## EXERCISE PROMPT
Return each line of the records below that contains the word "cancel".

## DATA SHOWN
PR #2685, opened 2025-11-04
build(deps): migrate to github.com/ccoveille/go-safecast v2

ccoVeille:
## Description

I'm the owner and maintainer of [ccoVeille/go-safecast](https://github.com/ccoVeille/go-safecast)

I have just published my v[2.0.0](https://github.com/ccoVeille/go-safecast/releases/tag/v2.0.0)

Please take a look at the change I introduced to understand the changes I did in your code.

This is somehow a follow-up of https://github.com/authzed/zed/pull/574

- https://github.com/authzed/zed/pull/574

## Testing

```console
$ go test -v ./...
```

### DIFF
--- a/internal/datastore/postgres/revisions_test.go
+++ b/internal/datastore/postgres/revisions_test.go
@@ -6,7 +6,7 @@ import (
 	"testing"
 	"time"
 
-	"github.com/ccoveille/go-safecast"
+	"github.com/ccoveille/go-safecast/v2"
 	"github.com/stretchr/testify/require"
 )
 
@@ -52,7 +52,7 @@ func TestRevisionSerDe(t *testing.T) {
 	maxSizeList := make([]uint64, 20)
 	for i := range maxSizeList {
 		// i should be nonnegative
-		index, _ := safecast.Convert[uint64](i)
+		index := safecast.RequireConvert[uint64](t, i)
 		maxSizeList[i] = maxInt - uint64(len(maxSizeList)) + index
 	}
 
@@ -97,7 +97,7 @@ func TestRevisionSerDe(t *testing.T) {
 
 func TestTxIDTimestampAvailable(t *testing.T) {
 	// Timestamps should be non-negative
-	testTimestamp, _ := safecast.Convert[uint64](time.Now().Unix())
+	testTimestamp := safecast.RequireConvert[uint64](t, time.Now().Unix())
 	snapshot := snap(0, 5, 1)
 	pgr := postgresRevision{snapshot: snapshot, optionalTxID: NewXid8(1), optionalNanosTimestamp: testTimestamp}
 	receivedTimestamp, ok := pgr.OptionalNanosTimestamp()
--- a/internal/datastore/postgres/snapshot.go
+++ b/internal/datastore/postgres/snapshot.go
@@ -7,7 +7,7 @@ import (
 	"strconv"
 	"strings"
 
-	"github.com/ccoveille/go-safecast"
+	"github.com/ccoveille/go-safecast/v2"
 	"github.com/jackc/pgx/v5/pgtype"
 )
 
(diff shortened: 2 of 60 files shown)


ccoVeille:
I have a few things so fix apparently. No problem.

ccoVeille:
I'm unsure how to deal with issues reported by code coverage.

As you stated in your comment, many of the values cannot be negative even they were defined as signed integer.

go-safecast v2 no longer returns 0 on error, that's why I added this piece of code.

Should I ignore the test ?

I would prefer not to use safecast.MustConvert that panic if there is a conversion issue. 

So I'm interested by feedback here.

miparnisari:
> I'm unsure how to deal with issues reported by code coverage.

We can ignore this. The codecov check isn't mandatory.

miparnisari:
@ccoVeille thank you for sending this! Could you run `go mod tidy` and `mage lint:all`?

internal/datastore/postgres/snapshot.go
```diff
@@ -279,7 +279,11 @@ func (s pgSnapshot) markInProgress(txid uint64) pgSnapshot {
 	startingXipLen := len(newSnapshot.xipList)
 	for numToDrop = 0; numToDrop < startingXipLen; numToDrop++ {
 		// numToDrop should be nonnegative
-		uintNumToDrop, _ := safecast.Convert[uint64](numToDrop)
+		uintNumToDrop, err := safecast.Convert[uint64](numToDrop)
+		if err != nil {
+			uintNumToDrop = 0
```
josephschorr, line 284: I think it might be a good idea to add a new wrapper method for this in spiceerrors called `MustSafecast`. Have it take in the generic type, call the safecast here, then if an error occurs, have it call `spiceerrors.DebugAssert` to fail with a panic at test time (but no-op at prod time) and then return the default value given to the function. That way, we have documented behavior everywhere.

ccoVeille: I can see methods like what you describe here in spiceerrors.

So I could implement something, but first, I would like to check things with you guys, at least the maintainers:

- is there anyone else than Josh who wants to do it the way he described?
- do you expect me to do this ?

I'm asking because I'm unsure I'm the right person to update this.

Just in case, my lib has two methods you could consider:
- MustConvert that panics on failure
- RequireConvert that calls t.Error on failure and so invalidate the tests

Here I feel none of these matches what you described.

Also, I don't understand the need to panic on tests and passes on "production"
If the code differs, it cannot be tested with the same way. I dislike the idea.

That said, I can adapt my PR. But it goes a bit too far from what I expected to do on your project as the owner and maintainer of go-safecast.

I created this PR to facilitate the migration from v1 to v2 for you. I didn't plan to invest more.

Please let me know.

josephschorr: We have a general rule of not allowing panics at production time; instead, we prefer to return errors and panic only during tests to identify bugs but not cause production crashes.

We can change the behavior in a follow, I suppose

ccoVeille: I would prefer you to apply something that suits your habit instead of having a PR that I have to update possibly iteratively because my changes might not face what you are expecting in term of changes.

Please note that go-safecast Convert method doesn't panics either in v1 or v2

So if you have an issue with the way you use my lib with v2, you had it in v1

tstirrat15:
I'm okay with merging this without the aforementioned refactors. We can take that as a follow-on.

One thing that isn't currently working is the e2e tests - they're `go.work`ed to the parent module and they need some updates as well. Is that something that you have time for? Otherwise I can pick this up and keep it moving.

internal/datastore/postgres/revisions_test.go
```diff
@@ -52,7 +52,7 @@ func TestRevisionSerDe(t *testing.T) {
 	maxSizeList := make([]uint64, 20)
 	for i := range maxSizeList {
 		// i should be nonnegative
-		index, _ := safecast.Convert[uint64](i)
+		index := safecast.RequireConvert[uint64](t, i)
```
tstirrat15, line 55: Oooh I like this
* * *
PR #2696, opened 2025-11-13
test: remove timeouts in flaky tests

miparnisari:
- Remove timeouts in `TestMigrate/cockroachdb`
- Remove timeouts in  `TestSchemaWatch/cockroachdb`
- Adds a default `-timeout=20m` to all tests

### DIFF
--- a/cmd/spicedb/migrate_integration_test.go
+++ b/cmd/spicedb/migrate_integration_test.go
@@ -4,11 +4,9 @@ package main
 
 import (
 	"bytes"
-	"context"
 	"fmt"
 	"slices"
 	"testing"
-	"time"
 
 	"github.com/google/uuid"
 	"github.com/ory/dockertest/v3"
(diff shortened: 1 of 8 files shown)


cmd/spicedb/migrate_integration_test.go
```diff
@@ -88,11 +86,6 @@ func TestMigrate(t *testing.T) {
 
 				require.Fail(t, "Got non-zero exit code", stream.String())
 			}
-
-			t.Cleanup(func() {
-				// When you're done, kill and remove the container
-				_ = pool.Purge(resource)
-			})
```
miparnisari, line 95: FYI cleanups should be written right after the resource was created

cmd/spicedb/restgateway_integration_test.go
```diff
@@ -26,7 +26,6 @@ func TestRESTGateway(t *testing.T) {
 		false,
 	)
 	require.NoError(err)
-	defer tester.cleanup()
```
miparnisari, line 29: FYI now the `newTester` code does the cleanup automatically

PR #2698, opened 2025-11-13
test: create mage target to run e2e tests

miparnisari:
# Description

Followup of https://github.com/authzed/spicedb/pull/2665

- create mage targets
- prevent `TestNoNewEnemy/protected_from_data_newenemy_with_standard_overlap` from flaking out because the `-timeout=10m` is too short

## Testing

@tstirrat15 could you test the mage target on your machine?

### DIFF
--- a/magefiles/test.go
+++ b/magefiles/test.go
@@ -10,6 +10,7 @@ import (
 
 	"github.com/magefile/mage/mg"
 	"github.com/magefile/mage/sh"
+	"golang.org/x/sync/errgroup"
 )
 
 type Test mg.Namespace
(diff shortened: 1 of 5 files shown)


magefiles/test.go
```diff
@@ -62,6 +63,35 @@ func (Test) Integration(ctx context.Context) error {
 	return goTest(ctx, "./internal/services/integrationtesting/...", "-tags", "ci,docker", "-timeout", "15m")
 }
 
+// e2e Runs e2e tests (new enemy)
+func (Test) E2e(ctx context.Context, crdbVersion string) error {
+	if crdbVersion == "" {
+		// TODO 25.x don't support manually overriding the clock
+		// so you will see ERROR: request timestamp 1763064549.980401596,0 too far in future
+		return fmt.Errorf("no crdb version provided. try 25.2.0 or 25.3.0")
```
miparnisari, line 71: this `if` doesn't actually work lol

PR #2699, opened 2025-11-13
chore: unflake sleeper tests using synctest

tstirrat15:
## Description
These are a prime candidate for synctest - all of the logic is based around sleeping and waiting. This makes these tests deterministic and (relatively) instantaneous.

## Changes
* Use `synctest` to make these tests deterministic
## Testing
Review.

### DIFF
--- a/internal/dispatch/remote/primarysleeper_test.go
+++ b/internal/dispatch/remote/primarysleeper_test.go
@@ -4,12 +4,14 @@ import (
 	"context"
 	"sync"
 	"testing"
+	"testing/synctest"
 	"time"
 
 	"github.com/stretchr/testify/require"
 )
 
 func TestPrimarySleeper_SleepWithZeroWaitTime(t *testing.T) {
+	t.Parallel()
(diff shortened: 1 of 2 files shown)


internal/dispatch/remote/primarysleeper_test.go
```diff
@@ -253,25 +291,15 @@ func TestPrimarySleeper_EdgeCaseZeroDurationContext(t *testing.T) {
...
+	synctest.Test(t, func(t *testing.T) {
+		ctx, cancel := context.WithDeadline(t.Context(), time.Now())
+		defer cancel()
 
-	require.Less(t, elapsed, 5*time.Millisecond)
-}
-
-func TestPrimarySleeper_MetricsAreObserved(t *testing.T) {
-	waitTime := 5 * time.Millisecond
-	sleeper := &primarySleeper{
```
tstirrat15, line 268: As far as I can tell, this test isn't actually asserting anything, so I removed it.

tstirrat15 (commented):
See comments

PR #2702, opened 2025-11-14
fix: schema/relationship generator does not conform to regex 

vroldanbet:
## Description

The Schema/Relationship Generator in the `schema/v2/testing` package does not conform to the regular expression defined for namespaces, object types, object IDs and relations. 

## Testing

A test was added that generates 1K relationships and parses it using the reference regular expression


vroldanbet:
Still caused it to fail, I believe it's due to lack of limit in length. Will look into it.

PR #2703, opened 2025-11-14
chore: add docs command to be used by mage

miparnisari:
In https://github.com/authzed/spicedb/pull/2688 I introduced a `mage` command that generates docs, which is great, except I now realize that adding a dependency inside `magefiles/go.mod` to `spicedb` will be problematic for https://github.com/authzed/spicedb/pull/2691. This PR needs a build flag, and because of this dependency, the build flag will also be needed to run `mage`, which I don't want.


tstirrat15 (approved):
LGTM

## RESULT FOR THIS EXERCISE
+		ctx, cancel := context.WithDeadline(t.Context(), time.Now())
+		defer cancel()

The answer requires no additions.